▶ **WHAT TO DO**:
Transcribe exactly the span of lines that begins the records and ends with the line holding "Fixes #4596", both boundary lines included.

▶ **TASK INPUTS**:
PR #4619, opened 2026-08-23
🐛 fix(agent): per-agent HOME for CLI agents — one login authenticates the fleet

### LINKED ISSUE #4596: 🐛 Only one CLI agent can authenticate: /data/home/.claude.json is 0600 per-writer and not reconciled, so other agents show the login menu

clubanderson:
Fixes #4596

## The defect (measured in #4596)

Every per-UID agent shared `HOME=/data/home`. Claude Code rewrites `$HOME/.claude.json` **wholesale** via atomic write (tmp file + rename), and rename needs only *directory* write permission — the shared home is `2775 dev:node`, so ANY agent could replace the file regardless of its mode. An unauthenticated agent's rewrite stripped `oauthAccount` from under the authenticated one → the whole fleet showed **Select login method**. File permissions can never close a directory-entry race (group-writable measurably made it worse), which is why #4606 shipped diagnosis + a bounded restart rather than a permission fix, and why Danathar deferred the real cure — a per-agent AgentHome — to maintainers. clubanderson green-lit implementing it.

## The fix

Per-UID interactive agents now run with `HOME=/data/home/agents/<name>`, mirroring the existing `inferenceHomePath` / `setupCodexHome` per-agent precedents:

- **`AgentHome()` is the single source of truth** — buildAgentEnv's HOME export, the 🔑 auth probe, the caveman installer and #4606's stuck-login diagnosis all follow automatically (they already call it).
- **`setupInteractiveHome()`** provisions at launch: `mkdirAllNoFollow` (same F12 symlink-safety posture as inference homes), chown-to-UID + 0700 with the `tightenInferenceHome` unprivileged fallback, then **Lstat-guarded symlink bridges** back to shared state: `.claude` (holds `.credentials.json` — the shared OAuth **token**, which was never the contended file; sharing it is what lets ONE login authenticate the fleet), `.copilot`, `.config`, `.codex`, `.bob`, `.gemini`, `.cache`, `.local`, and the entrypoint-written `.gitconfig`/`.bashrc`/`.profile` (git credential-helper wiring + pane shell rc). A real file/dir at a bridge name is never clobbered.
- **`~/.claude.json` becomes truly per-agent**, ADOPTED at launch from a signed-in source — legacy shared file first, then any signed-in sibling — using #4606's `inspectClaudeSession` classifier. Adopt-only: never fabricated (no signed-in source → the login menu is the honest state), and a signed-in per-agent file is never overwritten. Launch-time seeding races nothing: that agent's CLI isn't running yet, and Claude's atomic renames mean sibling reads are never torn.
- **Synergy with #4606**: the capped token-triggered restart becomes *curative* — a stuck agent restarts, re-provisions, adopts the session the operator just signed in on a sibling, and comes back authenticated.
- **Orphan sweep**: legacy `/data/home/.claude.json.tmp.*` debris (ten in one afternoon on the reporting hive) is drained, bounded (cap 200) and best-effort.
- `.bash_history` contention disappears as a side effect (not bridged); `.npm` deliberately un-bridged (per-agent caches end the cross-UID EACCES collisions noted in `installCavemanForAgent`).
- `entrypoint.sh` pre-creates `/data/home/agents` (0755 dev:node); the manager also creates it best-effort for hosted containers.
- **Escape hatch**: `HIVE_SHARED_AGENT_HOME=1` restores the legacy shared layout wholesale (both `AgentHome` and provisioning honor it).

## Migration

**None required.** Credentials stay where they are (`/data/home/.claude/.credentials.json`, watcher-reconciled as before); the first launch adopts the legacy session file; single-agent hives behave exactly as before; rootful and rootless podman both work (chown succeeds where privileged, world-writable fallback where not — the same trade inference homes make).

## Tests

13 new tests in `interactive_home_test.go` via a `sharedAgentHome` test seam (SharedRepoParent convention): AgentHome routing (per-UID / inference / uid-0 / escape hatch), provisioning (bridges created + correct targets, idempotent, stale-link repair, real-dir refusal, skip matrix), seeding matrix (adopt legacy / adopt sibling / never-overwrite-signed-in / re-seed skeleton / no-source-no-fabrication / unparseable-legacy-falls-through), orphan sweep (removes tmp debris, spares the real file). Two existing tests updated to pin the new layout via `AgentHome`/`interactiveHomePath` rather than a literal. `go build ./...`, `go vet`, targeted suite `-race` clean; full `pkg/agent` suite run locally.


clubanderson:
Per-agent HOME implementation for #4596 as green-lit by the maintainer. Verified locally: full `pkg/agent` suite green (469s), targeted new tests `-race` clean, trial-merge against current v4 head (dbacf767) conflict-free. CI green minus tide.

/lgtm
/approve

▶ **ANSWER SPACE**:
PR #4619, opened 2026-08-23
🐛 fix(agent): per-agent HOME for CLI agents — one login authenticates the fleet

### LINKED ISSUE #4596: 🐛 Only one CLI agent can authenticate: /data/home/.claude.json is 0600 per-writer and not reconciled, so other agents show the login menu

clubanderson:
Fixes #4596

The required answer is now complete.